I’d really appreciate help checking:
- Whether this modeling pattern is fundamentally incompatible with DiffOpt’s reverse-mode sensitivity, and
- How I should remodel the problem to get meaningful gradients.
Setup (simplified)
In my ED layer, I have a neural network output u_pred[i,t] (continuous relaxation of on/off decisions). Inside the JuMP model, I introduce a variable U[i,t] and then fix it using an equality constraint to u_pred[i,t]:
# U is declared as a variable and then fixed via equality constraints
@variable(diff_model, U[i=1:layer.Ngen, t=1:layer.Nhour])
@constraint(diff_model, [i=1:layer.Ngen, t=1:layer.Nhour], U[i,t] == u_pred[i,t])
# Later, U is used in operational constraints, e.g., capacity limits:
@constraint(diff_model, Pg[i,t] <= PgM[i] * U[i,t])
I’m using DiffOpt.jl in reverse mode to get sensitivities and then pass those back through a custom rrule so that gradients can flow to the NN parameters.
Observed problem
Conceptually, I want to get the gradient of the optimal objective (or of some function of the optimal solution) with respect to u_pred[i,t]. Since U[i,t] is constrained to equal u_pred[i,t], I was expecting that:
• \frac{\partial \text{obj}}{\partial \text{u_pred}} would be linked to
• \frac{\partial \text{obj}}{\partial U} as given by DiffOpt.ReverseVariablePrimal() (or similar).
But what I actually see is:
• U[i,t] == u_pred[i,t] fixes U via equality constraints.
• When I query:
MOI.get(diff_model, DiffOpt.ReverseVariablePrimal(), U[i,t])

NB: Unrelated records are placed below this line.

PR #230, opened 2022-09-13
OpenGL / OpenCL: add macOS support

CarterLi:
Note: FF_LIBRARY_LOAD and friends are not used because loading framework bundles are not supported by FF_LIBRARY_LOAD and support it is not easy. Since CGL is guaranteed to be supported by macOS system, we simply use static linking in this case.

image

### DIFF
--- a/src/modules/opengl.c
+++ b/src/modules/opengl.c
@@ -7,7 +7,7 @@
 #define FF_OPENGL_MODULE_NAME "OpenGL"
 #define FF_OPENGL_NUM_FORMAT_ARGS 4
 
-#if defined(FF_HAVE_EGL) || defined(FF_HAVE_GLX) || defined(FF_HAVE_OSMESA)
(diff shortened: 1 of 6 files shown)


src/modules/opengl.c
```diff
@@ -337,6 +337,45 @@ static const char* osMesaPrint(FFinstance* instance)
...
+        return "CGLChoosePixelFormat() failed";
+    }
+
+    CGLContextObj ctx;
+    if (CGLCreateContext(pix, NULL, &ctx) != kCGLNoError) {
+        return "CGLCreateContext() failed";
+    }
+    if (CGLSetCurrentContext(ctx) != kCGLNoError) {
+        return "CGLSetCurrentContext() failed";
+    }
```
LinusDierheimer, line 363: This leaks the pixel format

LinusDierheimer: I*ll fix by myself.

PR #233, opened 2022-09-15
Fix bash completions file

ceamac:
This is a trivial fix, the bash completions file in 1.7.1 cannot be sourced

If you don't want to make a new release for a 1 line change I can revert CMakeLists and CHANGELOG.


LinusDierheimer:
Thanks, reminds me not to test only with ZSH...

PR #238, opened 2022-09-17
TerminalFont: move detection code into `src/detection`

CarterLi:
In order to return a constant string ( to avoid memory allocation ), all string formatting code ( mostly in `terminalfont_linux.c` ) was removed.

The resource owner of `FFfont* font` was not very clear. For now `font` must be inited inside `detection` code, but it must be destroyed outside.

I consistently get 0.0 for all i,t.
So it looks like DiffOpt is not giving any nontrivial gradient for a variable that is fully fixed by equality constraints.
Questions
-
Is it expected that DiffOpt.ReverseVariablePrimal() returns zero for variables that are fully fixed by equality constraints? In other words, from an MOI / DiffOpt perspective, is a variable that’s fixed by U[i,t] == constant “non-differentiable” w.r.t. the constant right-hand side?
-
What is the correct way to model this if I want gradients w.r.t. u_pred?